The work of Vasiliadou Ioanna A, from the Department of Chemical Engineering at the Western University of Macedonia, and her colleagues represents a leap in scientific understanding that has long been sought after. By facilitating the reliable design of wetland systems, this model could expedite the adoption of eco-friendly and efficient wastewater treatments globally.
The journal article echoes the sentiments of senior author Vayenas Dimitrios V of the Department of Chemical Engineering at the University of Patras and the Institute of Chemical Engineering Sciences (FORTH/ICE-HT), asserting the importance of such research in propelling us toward a future where clean water is secured and industrial contaminants are managed with greater efficiency and responsibility.
For future reference, the exhaustive list of contributors to this groundbreaking study includes Papaevangelou Vassiliki and Akratos Christos S from the Department of Civil Engineering at Democritus University of Thrace; Sultana Mar-Yam and Tekerlekopoulou Athanasia G from the Department of Sustainable Agriculture at the University of Patras.
Their joint effort has produced a reliable tool that can aid in the advancement of the CWs and the persistent challenge of Cr(VI) contamination, showcasing how precise, science-based models can serve as the backbone for environmental innovation.
The study has been published with the support of Elsevier B.V. and stands as a hallmark in the field, guiding future research and practice in environmental engineering with its breakthrough findings.
References
1. Karametos, I. I., Vasiliadou, I. A., Papaevangelou, V., Sultana, M. Y., Tekerlekopoulou, A. G., Vayenas, D. V., & Akratos, C. S. (2024). Mathematical modeling of constructed wetlands for hexavalent chromium removal. Science of the Total Environment, 170088. https://doi.org/10.1016/j.scitotenv.2024.170088
2. Kadlec, R. H., & Wallace, S. D. (2009). Treatment Wetlands. CRC Press.
3. Vymazal, J. (2011). Constructed Wetlands for Wastewater Treatment: Five Decades of Experience. Environmental Science & Technology, 45(1), 61–69. https://doi.org/10.1021/es101403q
4. Reddy, K. R., & DeLaune, R. D. (2008). Biogeochemistry of Wetlands: Science and Applications. CRC Press.

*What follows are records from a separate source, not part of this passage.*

PR #7494, opened 2026-03-20
[core] Add catalog name to Catalog

Zouxxyy:
### Purpose

Add catalog name to Spark table display (`catalog.db.table` format) for easier identification in multi-catalog environments. Catalog name is propagated via `CatalogContext` → `CatalogEnvironment`, and Spark side uses `BaseTable.tableNameWithCatalog()` to build the display name. `Table.fullName()` is not changed.

### Tests

`DescribeTableTestBase`, `DDLWithHiveCatalogTestBase`, `V2WriteRequireDistributionTest`

### API and Format

- `Catalog` interface: added `@Nullable String name()`

### Documentation

No.

### Generative AI tooling

Generated-by: Kiro (Claude Opus 4.6)

### DIFF
--- a/paimon-core/src/main/java/org/apache/paimon/catalog/Catalog.java
+++ b/paimon-core/src/main/java/org/apache/paimon/catalog/Catalog.java
@@ -1166,6 +1166,10 @@ public interface Catalog extends AutoCloseable {
 
     // ==================== Catalog Information ==========================
 
+    /** The name of this catalog. */
+    @Nullable
+    String name();
+
     /** Catalog options for re-creating this catalog. */
     Map<String, String> options();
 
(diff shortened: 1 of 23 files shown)


paimon-core/src/main/java/org/apache/paimon/table/Table.java
```diff
@@ -54,7 +54,10 @@ public interface Table extends Serializable {
     /** A name to identify this table. */
     String name();
 
-    /** Full name of the table, default is database.tableName. */
+    /**
+     * Full name of the table, default is database.tableName or catalog.database.tableName if
```
JingsongLi: I think this is a bit of a big change. It's not compatible and some systems already rely on it. Can we just modify the Spark side and pass the catalogName?

paimon-core/src/main/java/org/apache/paimon/catalog/Catalog.java
```diff
@@ -1166,6 +1166,10 @@ TableQueryAuthResult authTableQuery(Identifier identifier, @Nullable List<String
 
     // ==================== Catalog Information ==========================
 
+    /** The name of this catalog. */
+    @Nullable
+    String name();
```
JingsongLi, line 1171: Can we just store this name to `SparkTable`?

PR #7497, opened 2026-03-21
[core] Add bulk load for bootstrapping in clustering compact

JingsongLi:
### Purpose

Adds a bulkLoad() method to `SimpleLsmKvDb` that writes globally sorted entries directly into SST files at the deepest level (L3), bypassing MemTable/flush/compaction. This is used by `ClusteringKeyIndex.bootstrap()` to efficiently populate the key index during restore.

### DIFF
--- a/paimon-core/src/main/java/org/apache/paimon/mergetree/compact/clustering/ClusteringCompactManager.java
+++ b/paimon-core/src/main/java/org/apache/paimon/mergetree/compact/clustering/ClusteringCompactManager.java
@@ -27,63 +27,29 @@ import org.apache.paimon.compact.CompactDeletionFile;
 import org.apache.paimon.compact.CompactFutureManager;
 import org.apache.paimon.compact.CompactResult;
 import org.apache.paimon.compact.CompactTask;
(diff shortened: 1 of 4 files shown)


paimon-common/src/main/java/org/apache/paimon/lookup/sort/db/SimpleLsmKvDb.java
```diff
@@ -225,6 +228,89 @@ public void delete(byte[] key) throws IOException {
...
+        } catch (IOException | RuntimeException e) {
+            if (currentWriter != null) {
+                try {
+                    currentWriter.close();
+                } catch (IOException suppressed) {
+                    e.addSuppressed(suppressed);
+                }
+            }
+            throw e;
+        }
```
LsomeYeah, line 306: If bootstrap fails repeatedly (e.g. during failover), could the orphaned SST files accumulate and eventually blow up the disk?

JingsongLi: This Job will fail and k8s will clean the disk.

PR #7499, opened 2026-03-21
[core] Introduce 'consumer.changelog-only' to keep less snapshots

JingsongLi:
### Purpose

Introduce `consumer.changelog-only`: If true, consumer will only affect changelog expiration and will not prevent snapshot from being expired.

### Tests

`ExpireSnapshotsTest.testConsumerChangelogOnly`

### DIFF
--- a/paimon-api/src/main/java/org/apache/paimon/CoreOptions.java
+++ b/paimon-api/src/main/java/org/apache/paimon/CoreOptions.java
@@ -3378,7 +3378,7 @@ public class CoreOptions implements Serializable {
     }
 
     public boolean consumerChangelogOnly() {
-        return options.get(CONSUMER_CHANGELOG_ONLY);
+        return options.get(CONSUMER_CHANGELOG_ONLY) && changelogLifecycleDecoupled();
     }
 
     public boolean partitionedTableInMetastore() {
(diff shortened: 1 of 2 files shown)


paimon-api/src/main/java/org/apache/paimon/CoreOptions.java
```diff
@@ -3368,6 +3377,10 @@ public boolean consumerIgnoreProgress() {
         return options.get(CONSUMER_IGNORE_PROGRESS);
     }
 
+    public boolean consumerChangelogOnly() {
+        return options.get(CONSUMER_CHANGELOG_ONLY);
```
tsreaper: Also check that changelog decouple is set?

paimon-core/src/test/java/org/apache/paimon/operation/ExpireSnapshotsTest.java
```diff
@@ -661,6 +663,48 @@ public void testManifestFileSkippingSetFileNotFoundException() throws Exception
         assertSnapshot(latestSnapshotId, allData, snapshotPositions);
     }
 
+    @Test
+    public void testConsumerChangelogOnly() throws Exception {
```
tsreaper, line 667: Test that with this option, changelog expiration can still be protected by consumer.

Issue #28927, opened 2021-04-29
[Bug]: Quit does not work anymore when a window has a modal dialog open


bpasero:
### Preflight Checklist

- [X] I have read the [Contributing Guidelines](https://github.com/electron/electron/blob/master/CONTRIBUTING.md) for this project.
- [X] I agree to follow the [Code of Conduct](https://github.com/electron/electron/blob/master/CODE_OF_CONDUCT.md) that this project adheres to.
- [X] I have searched the [issue tracker](https://www.github.com/electron/electron/issues) for a feature request that matches the one I want to file, without success.

### Electron Version

12.0.5

### What operating system are you using?

macOS

### Operating System Version

11.3

### What arch are you using?

arm64 (including Apple Silicon)

### Expected Behavior

Quit should work always.

### Actual Behavior

Quit does not work if a window has a modal dialog open. After closing the modal dialog you cannot click quit anymore.

Steps:
* run the fiddle
* quit (e.g. `Cmd+Q`)
* close the modal dialog
* quit again 

=> 🐛 it does not work

### Testcase Gist URL

https://gist.github.com/5f332310d6c0ebdea3bee907cc1be2fc

bpasero:
👏

PR #28967, opened 2021-05-03
fix: close attached sheet on window close

codebytere:
#### Description of Change

Closes https://github.com/electron/electron/issues/28927.

If a sheet is attached to the window when we call `[window_ performClose:nil]`, the window won't close properly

5. Zhang, D., Gersberg, R. M., Ng, W. J., & Tan, S. K. (2009). Removal of pharmaceuticals and personal care products in aquatic plant-based systems: A review. Environmental Pollution, 157(10), 2728–2738. https://doi.org/10.1016/j.envpol.2009.05.004
This exemplary research by Greek scholars bridges a critical knowledge gap in wastewater treatment, potentially unlocking new horizons in the quest for a greener, more sustainable future, preserving the environment, and ensuring public health and safety.

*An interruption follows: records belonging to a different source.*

PR #28971, opened 2021-05-03
fix: prevent crash on web-contents creation when error is thrown

### LINKED ISSUE #28749: Crash when throwing an error in app.on('web-contents-created')
Repro gist: https://gist.github.com/2b0373a300af0931c0c29b0e8dff8b73

Stack trace:

```
[39005:0420/121556.035182:FATAL:electron_api_browser_window.cc(71)] Check failed: web_contents_view.get(). 
0   Electron Framework                  0x000000010ba38aa9 base::debug::CollectStackTrace(void**, unsigned long) + 9
1   Electron Framework                  0x000000010b955563 base::debug::StackTrace::StackTrace() + 19
2   Electron Framework                  0x000000010b96e07f logging::LogMessage::~LogMessage() + 175
3   Electron Framework                  0x000000010b96ef4e logging::LogMessage::~LogMessage() + 14
4   Electron Framework                  0x0000000106cdffdd electron::api::BrowserWindow::BrowserWindow(gin::Arguments*, gin_helper::Dictionary const&) + 765
5   Electron Framework                  0x0000000106ce24c0 electron::api::BrowserWindow::New(gin_helper::ErrorThrower, gin::Arguments*) + 368
6   Electron Framework                  0x0000000106ce2b42 base::internal::Invoker<base::internal::BindState<gin_helper::WrappableBase* (*)(gin_helper::ErrorThrower, gin::Arguments*)>, gin_helper::WrappableBase* (gin_helper::ErrorThrower, gin::Arguments*)>::Run(base::internal::BindStateBase*, gin_helper::ErrorThrower&&, gin::Arguments*) + 34
7   Electron Framework                  0x0000000106ce2af8 gin_helper::WrappableBase* gin_helper::internal::InvokeFactory<gin_helper::ErrorThrower, gin::Arguments*>(gin::Arguments*, base::RepeatingCallback<gin_helper::WrappableBase* (gin_helper::ErrorThrower, gin::Arguments*)> const&) + 152
8   Electron Framework                  0x0000000106ce29b1 void gin_helper::internal::InvokeNew<gin_helper::WrappableBase* (gin_helper::ErrorThrower, gin::Arguments*)>(base::RepeatingCallback<gin_helper::WrappableBase* (gin_helper::ErrorThrower, gin::Arguments*)> const&, v8::Isolate*, gin_helper::Arguments*) + 81
9   Electron Framework                  0x0000000106cd0624 gin_helper::Dispatcher<void (v8::Isolate*, gin_helper::Arguments*)>::DispatchToCallback(v8::FunctionCallbackInfo<v8::Value> const&) + 356
10  Electron Framework                  0x00000001088fc1a2 v8::internal::FunctionCallbackArguments::Call(v8::internal::CallHandlerInfo) + 994
11  Electron Framework                  0x00000001088f9bd0 v8::internal::MaybeHandle<v8::internal::Object> v8::internal::(anonymous namespace)::HandleApiCallHelper<true>(v8::internal::Isolate*, v8::internal::Handle<v8::internal::HeapObject>, v8::internal::Handle<v8::internal::HeapObject>, v8::internal::Handle<v8::internal::FunctionTemplateInfo>, v8::internal::Handle<v8::internal::Object>, v8::internal::BuiltinArguments) + 928
12  Electron Framework                  0x00000001088f8d1f v8::internal::Builtin_Impl_HandleApiCall(v8::internal::BuiltinArguments, v8::internal::Isolate*) + 383
13  Electron Framework                  0x00000001088f890d v8::internal::Builtin_HandleApiCall(int, unsigned long*, v8::internal::Isolate*) + 109
14  ???                                 0x0000004600318bdf 0x0 + 300650957791
```

it's a DCHECK, but I'm pretty sure it will crash later if this is null.

VerteDinde:
#### Description of Change

Fixes #28749 

Currently, if an unhandled error is thrown during web-contents creation on a new browser window within JavaScript's scope, the error is not being correctly bubbled up, causing a DCHECK and hard app crash. More specifically, here are the steps that could lead to a crash (thanks @MarshallOfSound for the breakdown!):

- User's JS code triggers some native code
- The native code emits an event
- The event is emitted in the same scope as the JS code that triggered the native code
- The event handler throws an error
- The native code then tries to run more JS (emit another event, call a getter, etc.), which cannot happen because there is a pending exception

This PR adds Node's exception error handler to the `_init` method for web-contents creation, bubbling the error into a different scope and allowing us to handle it more appropriately, rather than hard crashing.

#### Checklist

- [x] `npm test` passes

#### Release Notes

Notes: Fix crash when an exception occurs within the event emitter.

### DIFF
--- a/shell/browser/api/electron_api_web_contents.cc
+++ b/shell/browser/api/electron_api_web_contents.cc
@@ -3708,7 +3708,13 @@ gin::Handle<WebContents> WebContents::New(
     const gin_helper::Dictionary& options) {
   gin::Handle<WebContents> handle =
       gin::CreateHandle(isolate, new WebContents(isolate, options));
+  // Send unhandled errors within init to a different scope,
+  // so they're handled within JavaScript and don't crash within C++
+  v8::TryCatch try_catch(isolate);
   gin_helper::CallMethod(isolate, handle.get(), "_init");
+  if (try_catch.HasCaught()) {
+    node::errors::TriggerUncaughtException(isolate, try_catch);
+  }
   return handle;
 }
 
@@ -3719,7 +3725,13 @@ gin::Handle<WebContents> WebContents::CreateAndTake(
     Type type) {
   gin::Handle<WebContents> handle = gin::CreateHandle(
       isolate, new WebContents(isolate, std::move(web_contents), type));
+  // Send unhandled errors within init to a different scope,
+  // so they're handled within JavaScript and don't crash within C++
+  v8::TryCatch try_catch(isolate);
   gin_helper::CallMethod(isolate, handle.get(), "_init");
+  if (try_catch.HasCaught()) {
+    node::errors::TriggerUncaughtException(isolate, try_catch);
+  }
   return handle;
 }
 
@@ -3739,7 +3751,11 @@ gin::Handle<WebContents> WebContents::FromOrCreate(
   WebContents* api_web_contents = From(web_contents);
   if (!api_web_contents) {
     api_web_contents = new WebContents(isolate, web_contents);
+    v8::TryCatch try_catch(isolate);
     gin_helper::CallMethod(isolate, api_web_contents, "_init");
+    if (try_catch.HasCaught()) {
+      node::errors::TriggerUncaughtException(isolate, try_catch);
+    }
   }
   return gin::CreateHandle(isolate, api_web_contents);
 }
--- a/shell/browser/api/electron_api_web_contents.cc
+++ b/shell/browser/api/electron_api_web_contents.cc
@@ -3708,13 +3708,7 @@ gin::Handle<WebContents> WebContents::New(
     const gin_helper::Dictionary& options) {
   gin::Handle<WebContents> handle =
       gin::CreateHandle(isolate, new WebContents(isolate, options));
-  // Send unhandled errors within init to a different scope,
-  // so they're handled within JavaScript and don't crash within C++
-  v8::TryCatch try_catch(isolate);
-  gin_helper::CallMethod(isolate, handle.get(), "_init");
-  if (try_catch.HasCaught()) {
-    node::errors::TriggerUncaughtException(isolate, try_catch);
-  }
+  gin_helper::CallMethodCatchException(isolate, handle.get(), "_init");
   return handle;
 }
 
@@ -3725,13 +3719,7 @@ gin::Handle<WebContents> WebContents::CreateAndTake(
     Type type) {
   gin::Handle<WebContents> handle = gin::CreateHandle(
       isolate, new WebContents(isolate, std::move(web_contents), type));
-  // Send unhandled errors within init to a different scope,
-  // so they're handled within JavaScript and don't crash within C++
-  v8::TryCatch try_catch(isolate);
-  gin_helper::CallMethod(isolate, handle.get(), "_init");
-  if (try_catch.HasCaught()) {
-    node::errors::TriggerUncaughtException(isolate, try_catch);
-  }
+  gin_helper::CallMethodCatchException(isolate, handle.get(), "_init");
   return handle;
 }
 
@@ -3751,11 +3739,7 @@ gin::Handle<WebContents> WebContents::FromOrCreate(
   WebContents* api_web_contents = From(web_contents);
   if (!api_web_contents) {
     api_web_contents = new WebContents(isolate, web_contents);
-    v8::TryCatch try_catch(isolate);
-    gin_helper::CallMethod(isolate, api_web_contents, "_init");
-    if (try_catch.HasCaught()) {
-      node::errors::TriggerUncaughtException(isolate, try_catch);
-    }
+    gin_helper::CallMethodCatchException(isolate, api_web_contents, "_init");
   }
   return gin::CreateHandle(isolate, api_web_contents);
 }
--- a/shell/browser/api/electron_api_web_contents.cc
+++ b/shell/browser/api/electron_api_web_contents.cc
@@ -3708,7 +3708,7 @@ gin::Handle<WebContents> WebContents::New(
     const gin_helper::Dictionary& options) {
   gin::Handle<WebContents> handle =
       gin::CreateHandle(isolate, new WebContents(isolate, options));
-  gin_helper::CallMethodCatchException(isolate, handle.get(), "_init");
+  CatchException(isolate, handle);
   return handle;
 }
 
@@ -3719,7 +3719,7 @@ gin::Handle<WebContents> WebContents::CreateAndTake(
     Type type) {
   gin::Handle<WebContents> handle = gin::CreateHandle(
       isolate, new WebContents(isolate, std::move(web_contents), type));
-  gin_helper::CallMethodCatchException(isolate, handle.get(), "_init");
+  CatchException(isolate, handle);
   return handle;
 }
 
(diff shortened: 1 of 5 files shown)


shell/common/gin_helper/event_emitter_caller.h
```diff
@@ -34,7 +35,15 @@ v8::Local<v8::Value> EmitEvent(v8::Isolate* isolate,
...
-  return internal::CallMethodWithArgs(isolate, obj, "emit", &concatenated_args);
+
+  v8::TryCatch try_catch(isolate);
+  v8::Local<v8::Value> value =
+      internal::CallMethodWithArgs(isolate, obj, "emit", &concatenated_args);
+  if (try_catch.HasCaught()) {
+    LOG(ERROR) << "An unknown error occurred in the event emitter";
+  }
+
+  return value;
```
VerteDinde, line 46: Is returning the value after an error a good best practice here?

shell/common/gin_helper/event_emitter_caller.h
```diff
@@ -34,7 +35,15 @@ v8::Local<v8::Value> EmitEvent(v8::Isolate* isolate,
   internal::ValueVector concatenated_args = {gin::StringToV8(isolate, name)};
   concatenated_args.reserve(1 + args.size());
   concatenated_args.insert(concatenated_args.end(), args.begin(), args.end());
-  return internal::CallMethodWithArgs(isolate, obj, "emit", &concatenated_args);
+
+  v8::TryCatch try_catch(isolate);
+  v8::Local<v8::Value> value =
+      internal::CallMethodWithArgs(isolate, obj, "emit", &concatenated_args);
+  if (try_catch.HasCaught()) {
+    LOG(ERROR) << "An unknown error occurred in the event emitter";
```
MarshallOfSound, line 43: We need to rethrow the caught exception here, we should either send this to the global error handler `global.onerror` or do `Emit('error', exception)` which is more nodejs-esque. 🤔 The NodeJS `error` event handler will dispatch the error event to the global handler for us iirc.

shell/common/gin_helper/event_emitter_caller.h
MarshallOfSound: Yes, `CallMethodWithArgs` guarantees the value is non-empty even if an error is thrown.

shell/common/gin_helper/event_emitter_caller.h
VerteDinde: Thanks! Will make that change 🙂

zcbenz (approved):

zcbenz:
Can you add test for this? Putting https://gist.github.com/nornagon/2b0373a300af0931c0c29b0e8dff8b73 under `spec-main/fixtures/crash-cases/` should be enough.

codebytere (approved):

VerteDinde:
@zcbenz Will do! Thanks for reviewing! 🙂

ckerr (approved):

shell/browser/api/electron_api_web_contents.cc
```diff
@@ -3708,7 +3708,13 @@ gin::Handle<WebContents> WebContents::New(
     const gin_helper::Dictionary& options) {
   gin::Handle<WebContents> handle =
       gin::CreateHandle(isolate, new WebContents(isolate, options));
+  // Send unhandled errors within init to a different scope,
+  // so they're handled within JavaScript and don't crash within C++
+  v8::TryCatch try_catch(isolate);
   gin_helper::CallMethod(isolate, handle.get(), "_init");
+  if (try_catch.HasCaught()) {
+    node::errors::TriggerUncaughtException(isolate, try_catch);
+  }
```
nornagon, line 3717: It might be useful to have a helper method that does this logic? eg. `gin_helper::CallMethodCatchException` or something

nornagon (approved):

shell/browser/api/electron_api_web_contents.cc
VerteDinde: @nornagon Great idea, changed it add and use the helper 🙇‍♀️

spec-main/fixtures/crash-cases/webview-contents-error-on-creation/index.js
```diff
@@ -0,0 +1,47 @@
...
+
+// Quit when all windows are closed, except on macOS. There, it's common
+// for applications and their menu bar to stay active until the user quits
+// explicitly with Cmd + Q.
+app.on('window-all-closed', function () {
+  if (process.platform !== 'darwin') app.quit();
+});
+
+// In this file you can include the rest of your app's specific main process
+// code. You can also put them in separate files and require them here.
```
nornagon, line 47: Let's simplify this to the bare minimum to make it obvious what's being tested. Also, let's exit the process with a 0 exit code when we're successful.

```suggestion
const { app, BrowserWindow } = require('electron');

app.on('web-contents-created', (wc) => {
  throw new Error();
});

app.whenReady().then(async () => {
  const mainWindow = new BrowserWindow({ show: false });
  await mainWindow.loadURL('about:blank');
  process.exit(0);
})
```

VerteDinde: Oof, yes, thank you for catching that 🙇‍♀️

shell/common/gin_helper/event_emitter_caller.h
```diff
@@ -64,6 +65,28 @@ v8::Local<v8::Value> CustomEmit(v8::Isolate* isolate,
...
+  v8::EscapableHandleScope scope(isolate);
+  v8::Local<v8::Object> v8_object;
+  if (object->GetWrapper(isolate).ToLocal(&v8_object)) {
+    // Send unhandled errors within init to a different scope,
+    // so they're handled within JavaScript and don't crash within C++
+    v8::TryCatch try_catch(isolate);
+    v8::Local<v8::Value> value = scope.Escape(CustomEmit(
+        isolate, v8_object, method_name, std::forward<Args>(args)...));
+    if (try_catch.HasCaught()) {
+      node::errors::TriggerUncaughtException(isolate, try_catch);
```
MarshallOfSound, line 82: This is unsafe, we can't call this method in a `common` file.  Can we put it back in the callsite for now until we figure out a more generic strategy that supports non-node renderer contexts too.

cc @nornagon because I think you requested this change, we can move things to a helper but only once we've thought through the behavior in other contexts.  Let's fix the exact problem this time and refactor into a more generic solution at other callsites in the future

MarshallOfSound (changes requested):

shell/common/gin_helper/event_emitter_caller.h
nornagon: just put it in a helper that's in `shell/browser`

VerteDinde: @nornagon @MarshallOfSound Converted the method into a static helper within web contents - that way, it's more DRY but stays close to the original call site. I added an overload since the two `_init` functions take slightly different params (one takes a gin handle, the other web_contents).

If we want to store the helper somewhere else or if there's another/better way to do the function overload, let me know, happy to change it! 🙂  Thank you both for reviewing too!

VerteDinde: Update: The helper was failing tests on Mac - I went ahead and moved the catches back to the original call sites.

MarshallOfSound (approved):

The insights offered by this study could influence not only environmental policy and industrial regulations but also support the advancement of green technology in water treatment. The development of the mathematical model for the removal of hexavalent chromium from wastewater by constructed wetlands stands to reinforce best practices and inspire innovative ways to maintain the delicate balance between industrial progress and nature conservation.